Stochastic Models of Single Cells

Chapter:
(p.350) 15 Stochastic Models of Single Cells
Source:
Biophysics of Computation
Author(s):

Christof Koch

Publisher:
Oxford University Press
DOI:10.1093/oso/9780195104912.003.0021

The majority of experiments in neurophysiology are based upon spike trains recorded from individual or multiple nerve cells. If all the action potentials are taken to be identical and only the times at which they are generated are considered, the experimentalist obtains a discrete series of time events {t1,···, tn}, where t¡ corresponds to the occurrence of the i th spike, characterizing the spike train.
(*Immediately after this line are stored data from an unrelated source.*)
PR #327, opened 2026-04-22
feat: add uc context create

miekg:
This gets the context from the remote machine and add it to the correct place in your uncloud config.

### DIFF
--- a/cmd/uc/context/create.go
+++ b/cmd/uc/context/create.go
@@ -1,43 +1,45 @@
-package machine
+package context
 
 import (
 	"context"
 	"fmt"
 	"os"
+	"slices"
 	"strings"
 
 	"github.com/goccy/go-yaml"
 	"github.com/psviderski/uncloud/internal/cli"
 	"github.com/psviderski/uncloud/internal/cli/config"
+	"github.com/psviderski/uncloud/internal/machine/api/pb"
 	"github.com/spf13/cobra"
 )
 
-type contextOptions struct {
+type createOptions struct {
 	context string
 	sshKey  string
 	write   bool
 }
 
-func NewContextCommand() *cobra.Command {
-	opts := contextOptions{}
+func NewCreateCommand() *cobra.Command {
+	opts := createOptions{}
 	cmd := &cobra.Command{
-		Aliases: []string{"context"},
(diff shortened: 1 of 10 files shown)


miekg:
```
% ./uc machine context test@uncloud1.vm.science.ru.nl -c bla   
uncloud:
  connections:
    - ssh: test@131.174.88.77
      machine_id: c22073beee04bf9b1861e53c21023d2d
    - ssh: test@131.174.88.78
      machine_id: 212fd73438b53ebfb7dd531da4c6ed41
```
the context is `uncloud` because the machine(s) ID already are in that section in my uncloud config

miekg:
where should this be tested? test/e2e/machine_test.go ?

miekg:
weird

miekg:
a user just came in asking fo such a feature. If you have specifics on why this doesn't work in some usecases let me know so I can brush up the PR

psviderski:
From the Discord discussion, I think something like the following feels like a more generic approach:
```
uc context create mycluster --connect user@host1 [--connect user@host2]
```
this generates and adds the following to `~/.config/uncloud/config.yaml`:
```
contexts:
  mycluster:
    connections:
      - ssh: user@host1
        machine_id: .... # inspected for each user@hostX
```
and optionally sets the `current_context`.

`PublicIP` doesn't work in the cases when machines don't have public IPs, which is a common use cases for office/home clusters behind NAT or hybrid clusters when only a subset of machines are public. Public IP in those cases is the IP of the egress router which won't work as the connection to the machine.

That's why I'm suggesting to require a user to explicitly specify what connections to use and their hosts/IPs.

We don't need to list all the machines in the connections. So I'd say listing only 1 machine with the correct user@host is more preferable than all machines with potentially incorrect addresses.

miekg:
> We don't need to list all the machines in the connections.

technically correct, but this is also something that serves as documentation, which machines do we actually have in our cluster. (Yes uc machine ls also does this - but having a complete listing in the config would help).

Point taken on the public ips, those machines prolly need to be filtered out? (I.e. a different route then your suggestion)

miekg:
this now is: us context create and only add machines that have a public IP address

PTAL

This spike train is transmitted down the axon to all of the target cells of the neuron, and it is this spike train that contains all of the relevant information that the cell is representing (assuming no dendro-dendritic connections). As alluded to in the preceding chapter, there are two opposing views of neuronal coding, with many interim shades. One view holds that it is the firing rate, averaged over a suitable temporal window (Eqs. 14.1 or 14.2), that is relevant for information processing. The dissenting view, correlation coding, argues that the interactions among spikes, at the single cell as well as between multiple cells, encodes information. A key property of spike trains is their seemingly stochastic or random nature, quite in contrast to switching in digital computers. This randomness is apparent in the highly irregular discharge pattern of a central neuron to a sensory stimulus whose details are rarely reproducible from one trial to the next. The apparent lack of reproducible spike patterns has been one of the principal arguments in favor of the hypothesis that neurons only care about the firing frequency averaged over very long time windows. Such a mean rate code is very robust to “sloppy” hardware but is also relatively inefficient in terms of transmitting the maximal amount of information per spike. Encoding information in the intervals between spikes is obviously much more efficient, in particular if correlated across multiple neurons. Such a scheme does place a premium on postsynaptic neurons that can somehow decode this information. Because little or no information can be encoded into a stream of regularly spaced action potentials, this raises the question of how variable neuronal firing really is.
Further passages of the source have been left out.